Issue | Cause | Solution |
---|---|---|
Low performance issues | The OS profile might not be configured for maximum performance. |
|
Low SMBDirect performance | The NetworkDirect registry is enabled by default in the NIC but the ECN and/or PFC is not enabled in the switch. | Either enable ECN/PFC in the switch or set NetworkDirect to zero. |
General Diagnostic
Go to “Device Manager”, locate the Mellanox adapter that you are debugging, right- click and choose “Properties” and go to the “Information” tab:
- PCI Gen 1: should appear as "PCI-E 2.5 GT/s"
- PCI Gen 2: should appear as "PCI-E 5.0 GT/s"
- PCI Gen 3: should appear as "PCI-E 8.0 GT/s"
- Link Speed: 56.0 Gbps / 40.0Gbps / 10.0Gbps / 100 Gbps
To determine if the Mellanox NIC and PCI bus can achieve their maximum speed, it's best to run nd_send_bw in a loopback.
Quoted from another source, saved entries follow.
Issue #2482, opened 2024-02-18
low fps 


ad-tra:
perf is not smooth whether that's
- scrolling a large md file
- drawing anything
- searching

PR #2517, opened 2024-02-21
windows: only reconfigure surface when resized

tvanderstad:
fixes https://github.com/lockbook/lockbook/issues/2482

me:
> I took some measurements and wgpu::SurfaceTexture.present() is taking >30ms per frame. Is that normal? Can you suggest troubleshooting next steps?

chatgpt:
> Experiment with disabling VSync or using adaptive sync techniques if your application's performance profile allows for it.

me:
> I disabled vsync by passing wgpu::PresentMode::Immediate. Now my timing statements indicate that configuring the surface is taking ~30ms

chatgpt:
> To optimize and avoid unnecessary reconfigurations (and thus minimize delays), you should track the current configuration of the surface and only reconfigure when there's an actual change in the parameters (e.g., width, height, or present_mode). As there's no direct wgpu API call to retrieve the current configuration of a surface, you'll need to manually track these parameters within your application's state

### DIFF
--- a/clients/egui/src/lib.rs
+++ b/clients/egui/src/lib.rs
@@ -147,6 +147,10 @@ pub struct WgpuLockbook {
     pub surface: wgpu::Surface,
     pub adapter: wgpu::Adapter,
 
+    // remember size last frame to detect resize
+    pub surface_width: u32,
+    pub surface_height: u32,
+
     pub rpass: egui_wgpu_backend::RenderPass,
     pub screen: egui_wgpu_backend::ScreenDescriptor,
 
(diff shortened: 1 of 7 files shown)


clients/egui/src/lib.rs
```diff
@@ -248,18 +252,23 @@ impl WgpuLockbook {
...
-            width: self.screen.physical_width,
-            height: self.screen.physical_height,
-            present_mode: wgpu::PresentMode::Fifo,
-            alpha_mode: CompositeAlphaMode::Auto,
-            view_formats: vec![],
-        };
-        if surface_config.width * surface_config.height != 0 {
+    pub fn configure_surface(&mut self) {
+        let resized = self.screen.physical_width != self.surface_width
+            || self.screen.physical_height != self.surface_height;
```
tvanderstad, line 257: the magic 🪄

Parth (approved):

PR #2518, opened 2024-02-21
windows: file drop fixes

tvanderstad:
fixes https://github.com/lockbook/lockbook/issues/2495
fixes https://github.com/lockbook/lockbook/issues/2358

image

### DIFF
--- a/clients/windows/src/input/file_drop.rs
+++ b/clients/windows/src/input/file_drop.rs
@@ -63,6 +63,7 @@ pub fn handle(app: &mut WgpuLockbook, object: Option<IDataObject>) -> bool {
         };
         let mut rgelt = [FORMATETC::default(); 1];
         loop {
+            println!("loop start");
             let mut fetched: u32 = 0;
             if unsafe { format_enumerator.Next(&mut rgelt, Some(&mut fetched as _)) }.is_err() {
                 break;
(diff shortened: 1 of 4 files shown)


clients/windows/src/input/file_drop.rs
```diff
@@ -71,12 +70,14 @@ pub fn handle(app: &mut WgpuLockbook, object: Option<IDataObject>) -> bool {
...
-            let mut format_name = [0u16; 1000];
             let is_predefined_format = format_str(format).is_some();
-            let is_registered_format =
-                unsafe { GetClipboardFormatNameW(format.0 as _, &mut format_name) != 0 };
-            if !is_predefined_format && !is_registered_format {
+            // use windows::Win32::System::DataExchange::*,
+            // let mut format_name = [0u16; 1000];
+            // let is_registered_format =
+            // unsafe { GetClipboardFormatNameW(format.0 as _, &mut format_name) != 0 };
+            if !is_predefined_format {
```
tvanderstad, line 80: app was getting data for an unnecessary format (probably the file data itself instead of the path) and it was taking a long time, causing the app to hang when you drop a file because it's importing the file itself (in addition to the path) on the UI thread

Parth (approved):

Issue #2487, opened 2024-02-19
long press not right clicking


Parth:
from #2413 QA session

tvanderstad:
this work broke something so I'm effectively reverting it in https://github.com/lockbook/lockbook/pull/2550

tvanderstad:
fixed by https://github.com/lockbook/lockbook/pull/2880 (see egui release notes - long presses now count as right clicks everywhere)

PR #2520, opened 2024-02-21
windows/egui: long press to right click

tvanderstad:
...and improve file scroll experience.

fixes https://github.com/lockbook/lockbook/issues/2487
also fixes an issue where dragging a file down past the bottom of the tree view would scroll indefinitely
also fixes an issue where dragging wouldn't register if you did it too quickly bc by the frame the drag registered, the cursor would already be over a different file (could be worked around by dragging sideways on the file first, then dragging it to destination)

demo (2nd half is touch-only):

https://github.com/lockbook/lockbook/assets/6198756/bb86c55c-fb83-4981-b9d1-65574c8231c6

### DIFF
--- a/clients/egui/src/account/tree/mod.rs
+++ b/clients/egui/src/account/tree/mod.rs
@@ -96,31 +96,17 @@ impl FileTree {
         end.x += 70.0;
         end.y += 50.0;
 
-        let response = ui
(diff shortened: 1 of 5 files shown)


ad-tra (approved):
nice!! thanks for fixing the infinite scroll issue too

Parth (approved):

PR #2589, opened 2024-03-20
android: workspace

smailbarkouch:
Workspace support for android.

Demonstration:

https://github.com/lockbook/lockbook/assets/20663038/8d9d6572-45ca-4b01-99ba-b98e3556783a

Known issues:
+ rotating (or any other configuration change) while having any image data in Workspace will crash the app


Parth (approved):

On the same machine:
Run "start /b /affinity 0x1 nd_send_bw -S <IP_host>" where <IP_host> is the local IP.
- Run "start /b /affinity 0x2 nd_send_bw -C <IP_host>"
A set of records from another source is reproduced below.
PR #2598, opened 2024-04-02
Windows rescue

vvmirkovic:
Adding a feature flag for releaser to use to activate winstaller. Some uncertainties:

1. Does the name I chose for the feature flag make sense to you?
2. Is the windows flag now redundant in winstaller? I think not since the winstaller flag shouldn't ever be used if it's not on windows, but maybe it's worth keeping both?
3. How should I go about testing that the releaser isn't broken? Is that already integrated into ci?

### DIFF
--- a/clients/windows/src/input/mod.rs
+++ b/clients/windows/src/input/mod.rs
@@ -5,5 +5,4 @@ pub mod message;
 pub mod mouse;
 pub mod pointer;
 
-pub use message::Message;
 pub use message::Point;
--- a/libs/lb-fs/src/mount.rs
+++ b/libs/lb-fs/src/mount.rs
@@ -71,5 +71,6 @@ pub async fn umount() {
 
 #[cfg(target_os = "windows")]
 pub async fn umount() {
+    info!("todo");
     todo!()
 }
--- a/utils/releaser/src/windows/desktop.rs
+++ b/utils/releaser/src/windows/desktop.rs
@@ -29,7 +29,7 @@ fn build_x86() -> CliResult<()> {
 
     Command::new("cargo")
         .env("LB_TARGET", "x86_64-pc-windows-msvc")
-        .args(["build", "-p", "winstaller", "--release", "--target=x86_64-pc-windows-msvc"])
+        .args(["build", "-p", "winstaller", "--release", "--target=x86_64-pc-windows-msvc", "--feature", "releaser"])
         .assert_success();
 
     Ok(())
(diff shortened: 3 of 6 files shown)


clients/windows/src/input/mod.rs
```diff
@@ -5,5 +5,4 @@ pub mod message;
 pub mod mouse;
 pub mod pointer;
 
-pub use message::Message;
```
vvmirkovic, line 8: I checked out the parent module and other submodules and didn't see anything taking advantage of this. It gets imported as message::{Message,...

clients/windows/src/input/mod.rs
```diff
@@ -5,5 +5,4 @@ pub mod message;
...
 pub use message::Point;
```
vvmirkovic, line 8: Is this even worth keeping? I think the only place this is taken advantage of is here
https://github.com/lockbook/lockbook/blob/e92ed51631ff75ce67ea2527437c6f395dde0831/clients/windows/src/input/mouse.rs#L4

libs/lb-fs/src/mount.rs
```diff
@@ -71,5 +71,6 @@ pub async fn umount() {
 
 #[cfg(target_os = "windows")]
 pub async fn umount() {
+    info!("todo");
```
vvmirkovic, line 74: info is an unused important in the file when using windows. Stuck this in here since the other unmount functions used info in a similar place. 

Perhaps finishing this todo is a next action for me?

utils/releaser/src/windows/desktop.rs
```diff
@@ -29,7 +29,7 @@ fn build_x86() -> CliResult<()> {
 
     Command::new("cargo")
         .env("LB_TARGET", "x86_64-pc-windows-msvc")
-        .args(["build", "-p", "winstaller", "--release", "--target=x86_64-pc-windows-msvc"])
+        .args(["build", "-p", "winstaller", "--release", "--target=x86_64-pc-windows-msvc", "--feature", "releaser"])
```
vvmirkovic: I hope this works. Not sure how to test it

utils/winstaller/src/main.rs
```diff
@@ -1,6 +1,6 @@
 #![cfg_attr(not(debug_assertions), windows_subsystem = "windows")]
 
-#[cfg(windows)]
+#[cfg(all(windows, feature = "releaser"))]
```
vvmirkovic, line 3: windows flag might be superfluous now

PR #2599, opened 2024-04-02
Windows non-release compilation fix

vvmirkovic:
Adding a feature flag for releaser to use to activate winstaller. Some uncertainties:

1. Does the name I chose for the feature flag make sense to you?
2. Is the windows flag now redundant in winstaller? I think not since the winstaller flag shouldn't ever be used if it's not on windows, but maybe it's worth keeping both?
3. How should I go about testing that the releaser isn't broken? Is that already integrated into ci?


clients/windows/src/input/mod.rs
```diff
@@ -5,5 +5,4 @@ pub mod message;
 pub mod mouse;
 pub mod pointer;
 
-pub use message::Message;
```
vvmirkovic, line 8: I checked out the parent module and other submodules and didn't see anything taking advantage of this. It gets imported as message::{Message,...

clients/windows/src/input/mod.rs
```diff
@@ -5,5 +5,4 @@ pub mod message;
...
 pub use message::Point;
```
vvmirkovic, line 8: Is this even worth keeping? I think the only place this is taken advantage of is here
https://github.com/lockbook/lockbook/blob/e92ed51631ff75ce67ea2527437c6f395dde0831/clients/windows/src/input/mouse.rs#L4

libs/lb-fs/src/mount.rs
```diff
@@ -71,5 +71,6 @@ pub async fn umount() {
 
 #[cfg(target_os = "windows")]
 pub async fn umount() {
+    info!("todo");
```
vvmirkovic, line 74: info is an unused important in the file when using windows. Stuck this in here since the other unmount functions used info in a similar place.

Perhaps finishing this todo is a next action for me?

utils/releaser/src/windows/desktop.rs
```diff
@@ -29,7 +29,15 @@ fn build_x86() -> CliResult<()> {
...
-        .args(["build", "-p", "winstaller", "--release", "--target=x86_64-pc-windows-msvc"])
+        .args([
+            "build",
+            "-p",
+            "winstaller",
+            "--release",
+            "--target=x86_64-pc-windows-msvc",
+            "--feature",
+            "releaser",
+        ])
```
vvmirkovic, line 40: I hope this works. Not sure how this should be tested

utils/winstaller/src/main.rs
```diff
@@ -1,6 +1,6 @@
 #![cfg_attr(not(debug_assertions), windows_subsystem = "windows")]
 
-#[cfg(windows)]
+#[cfg(all(windows, feature = "releaser"))]
```
vvmirkovic, line 3: windows flag might be superfluous now

clients/windows/src/input/mod.rs
Parth: So I'm realizing the value of this PR is higher than I expected -- seems like we have a large body of windows code that was never being clippy'd.

So I imagine you came about this line via clippy? If clippy told you to remove this that's totally fine. Does the rest of clippy pass now?

libs/lb-fs/src/mount.rs
Parth: fwiw the `todo!()` will `eprintln` a panic message. The underlying windows library we use for this is this lib: https://github.com/xetdata/nfsserve

And it only supports windows pro, do you have windows pro? Have you also messed around with the `fs` command? I think there's going to be a longer term windows-centric way to do `fs` on windows.

If you find this body of work interesting we can talk about areas of inquiry. I would be curious about exploring something like this: https://learn.microsoft.com/en-us/windows/win32/projfs/projected-file-system

could be other approaches as well

utils/releaser/src/windows/desktop.rs
Parth: Yeah the easiest way would be to just run the releaser -- you can `cargo install --path .` in the `releaser` folder and verify that it _fails successfully_ lol. You can try it on `master`, it should compile a few things and then fail to upload to github (because you're not authorized, or because 0.9.0 exists already or other such error). 

Then you can: 
1. switch to your branch 
2. execute `cargo clean` 
3. comment out `--feature releaser` 
4. verify you get a different error message (probably something like the original error you were getting -- `LB_TARGET` not found)
5. bring back `--feature releaser`, run and get the github error again (the feature flag worked)

Parth: I think you telling me the outcome of ^ is all that stands in the way of this being merged

vvmirkovic: I'm not sure of a great way to test it. After setting GITHUB_TOKEN to a dummy value, the command that requires the feature flag does get run before failing at the github portion. 

However, it passes with and without the feature flag. One different outcome I noticed though is that winstaller file is much larger after running the releaser when compiled with the feature flag, compare to when it is compiled without the feature flag. 

Here are screenshots to show that
Result of releaser when compiled with the flag

Result of releaser when compiled without the flag
image

clients/windows/src/input/mod.rs
vvmirkovic: Yeah, clippy was telling me to remove it, and clippy now passes after I made all the instructed changes

clients/windows/src/input/mod.rs
vvmirkovic: Some clarification for my previous comment: When I said "this", I meant Point. Clippy was telling me to removed Message, but Point being used there allows shorthand use Point (Point instead of message::Point), However, it's only used in one place that doesn't actually make the line shorter. It's 
`use super::{message::MessageAppDep, Point}; `
instead of
`use super::message::{MessageAppDep, Point}; `

Hence, as far as I can tell, using Point is pointless

vvmirkovic: I'm going to remove it unless told otherwise

utils/releaser/src/windows/desktop.rs
Parth: a successful `winstaller` build contains the full `egui` client within it a la [`include_bytes!`](https://doc.rust-lang.org/std/macro.include_bytes.html). Like I mentioned [here](https://discord.com/channels/1014184997751619664/1222701324462854187/1227625533743824976) ideally the `277kb` outcome is an impossibility. But I know we're already juggling a lot of constraints at this point, and just getting a windows person to be able to clippy locally is more important.

Parth (approved):
🚀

Repeat for port 2 with the appropriate IP.
On PCI Gen3 the expected result is around 5700MB/s
On PCI Gen2 the expected result is around 3300MB/s
Any number lower than that points to bad configuration or installation on the wrong PCI slot. Malfunctioning QoS settings and Flow Control can be the cause as well.
- To determine the maximum speed between the two sides with the most basic test:
- Run "nd_send_bw -S <IP_host1>" on machine 1 where <IP_host1> is the local IP.
- Run "nd_send_bw -C <IP_host1>" on machine 2.
- Results appear in Gb/s (Gigabits 2^30), and reflect the actual data that was transferred, excluding headers.
- If these results are not as expected, the problem is most probably with one or more of the following:
- Old Firmware version.
- Misconfigured Flow-control: Global pause or PFC is configured wrong on the hosts, routers and switches.
- CPU/power options are not set to "Maximum Performance".